Environment Monitoring and Control
Just as humans and animals need proper living conditions to thrive, plants also require a nurturing environment to produce a bountiful harvest. The well-being of crops is deeply intertwined with their surroundings, a very starting point for precision agriculture to step in. Modern technologies such as drones have numerous burgeoning scopes in agriculture to solve various issues for better production of agro-products.
With the help of IoT and remote sensing technologies, modern farmers can obtain real-time data on factors like soil moisture, temperature, humidity, sunlight, PH levels—all critical factors about vegetation dynamics. This information can then be used to accurately adjust environmental conditions that affect crop growth and yield.

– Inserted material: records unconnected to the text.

PR #3978, opened 2022-04-12
Compatability override to load_state_dict for old TTS checkpoints

redoctopus:

# What does this PR do ?

Overrides `load_state_dict` for four TTS models (to be deprecated in 1.9.0) such that they work with old NGC checkpoints, plus minor tutorial fixes/updates.

**Collection**: TTS

# Changelog 
- Removes `forward_basis` and `inverse_basis` from the `state_dict` of existing checkpoints, which were trained before NeMo moved away from using torch_stft
- Adds `window` to `state_dict` for the preprocessor
- Semicolon added to one line in the TalkNet training tutorial to avoid printing the whole model
- Added `trainer.gpu` command line argument to Tacotron2 notebook
  
**PR Type**:
- [ ] New Feature
- [x] Bugfix
- [ ] Documentation

### DIFF
--- a/nemo/collections/tts/models/glow_tts.py
+++ b/nemo/collections/tts/models/glow_tts.py
@@ -288,6 +288,7 @@ class GlowTTSModel(SpectrogramGenerator):
         switch from torch_stft. It will be removed when this model is deprecated.
         """
         if 'preprocessor.featurizer.stft.forward_basis' in state_dict:
+            logging.warning("Loading old checkpoint, defaulting to hann window.")
             window_dim = state_dict['preprocessor.featurizer.stft.forward_basis'].shape[-1]
             state_dict['preprocessor.featurizer.window'] = torch.hann_window(window_dim)
             del state_dict['preprocessor.featurizer.stft.forward_basis']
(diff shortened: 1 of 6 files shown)


nemo/collections/tts/models/glow_tts.py
```diff
@@ -280,3 +280,16 @@ def list_available_models(cls) -> 'List[PretrainedModelInfo]':
...
+
+    def load_state_dict(self, state_dict, strict=True):
+        """Stopgap measure to keep old checkpoints working before full model deprecation.
+
+        This override fiddles with the state_dict in order to keep functionality from old checkpoints after the
+        switch from torch_stft. It will be removed when this model is deprecated.
+        """
+        if 'preprocessor.featurizer.stft.forward_basis' in state_dict:
+            window_dim = state_dict['preprocessor.featurizer.stft.forward_basis'].shape[-1]
+            state_dict['preprocessor.featurizer.window'] = torch.hann_window(window_dim)
```
blisc, line 292: Let's add a warning message that we are defaulting to `hann` window as that might not be the case for all models

redoctopus: Good call, added to all four model overrides

blisc (approved):

PR #7523, opened 2023-09-26
layernorm1p fix

dimapihtar:
# What does this PR do ?

Passes layernorm_zero_centered_gamma param properly which fixes layernorm1p issue.

# Changelog 

# Usage

```python
```

**Pre checks**:
  
**PR Type**:
- [ ] New Feature
- [ ] Bugfix
- [ ] Documentation

## Who can review?

# Additional Information
* Related to # (issue)


gshennvm (commented):
can you add an option to pass normalization == "layernorm1p"? if we used layernorm1p this code still crashes

examples/nlp/language_modeling/conf/megatron_gpt_config.yaml
```diff
@@ -72,6 +72,7 @@ model:
   kv_channels: null # Projection weights dimension in multi-head attention. Set to hidden_size // num_attention_heads if null
   apply_query_key_layer_scaling: False # scale Q * K^T by 1 / layer-number.
   normalization: 'layernorm' # Normalization layer to use. Options are 'layernorm', 'rmsnorm'
+  layernorm_zero_centered_gamma: True
```
gshennvm, line 75: i don't think we need this flag. When normalization is 'layernorm1p' we will overwrite this flag anyway to be True. So we can hide it from the user to keep it consistent with the previous NeMo activation selection

nemo/collections/nlp/models/language_modeling/megatron_gpt_model.py
```diff
@@ -1483,10 +1483,14 @@ def build_transformer_config(self) -> TransformerConfig:
         activation_func = activation_to_func(activation)
 
         normalization = self.cfg.get('normalization', 'layernorm')
+        layernorm_zero_centered_gamma = self.cfg.get('layernorm_zero_centered_gamma', 'False')
```
gshennvm, line 1486: see above comment. Can set this to be False instead

gshennvm: can you change this line to just `layernorm_zero_centered_gamma = False` ?

dimapihtar: @gshennvm I think it's better lo leave it as it is since we have ` layernorm_zero_centered_gamma` param in Launcher configs for improved models. What do you think?

gshennvm: I see, ok with me. Users can customize it if needed

gshennvm: @MaximumEntropy given that we're moving to mcore and the user is likely not going to be exposed to the layernorm1p argument if they are coming from mcore. I was thinking maybe we can have both options. (i.e. if the user is more used to mcore they can say LayerNorm + layernorm_zero_centered_gamma). wdyt?

MaximumEntropy (approved):

Issue #7475, opened 2023-09-21
Request to change setuptools version


pplantinga:
**Describe the bug**

In my environment, the pinned version of setuptools is unavailable (`setuptools==65.5.1`). This is a request to unpin or update to a more recent version (latest is `setuptools==68.2.2`).

RobinDong:
The `nemo-toolkit` need the package `nemo-text-processing`, which is also set a fixed version for `setuptools` https://github.com/NVIDIA/NeMo-text-processing/blob/main/requirements/requirements.txt#L9
To unpin the version, we may need to change `requirement.txt` for at least these two repos.

PR #7525, opened 2023-09-26
Unpin setuptools

pplantinga:
This PR seeks to support alternate versions of `setuptools` for those (like me) who cannot use the pinned version.

See: https://github.com/NVIDIA/NeMo/issues/7475


fayejf:
Thanks for the PR. The unpin has been merged to [r1.21.0](https://github.com/NVIDIA/NeMo/pull/7534) and [main](https://github.com/NVIDIA/NeMo/pull/7535).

One such example is smart spray system that can turn the application on/off based on soil moisture levels to avoid overspraying and underspraying, providing crops with the exact amount they need.
To go further, when combined with ISOBUS, the spray system can seamlessly connect with various pieces of farm machinery, whether they're working on the same or separate plots. This allows multiple equipment to share data in real time, facilitating efficient collaboration and optimizing agricultural operations across the land.
Crop Growth Regulation
There are several ways to regulate crop growth. One common method is through the use of sensors and other monitoring equipment that provide real-time data on how crops grow at all stages from sprouting, flowering, fruiting to ripening. By monitoring these metrics over the course of a growing season, farmers can gain valuable insights into the health and development of their crops, and make timely adjustments to optimize crop cultivation and yield.
Another way to regulate crop growth is made possible with algorithms and machine learning models. Taking corn planting as an example, with drones and GPS receivers to collect data about plant height, seedling potential, chlorophyll content, and other indicators, farmers can use these models to analyze and process large amounts of collected data for timely assessment and predictions about crop growth trends. In this way, farmers can take actions such as fertilization to improve the quality and yield of maize.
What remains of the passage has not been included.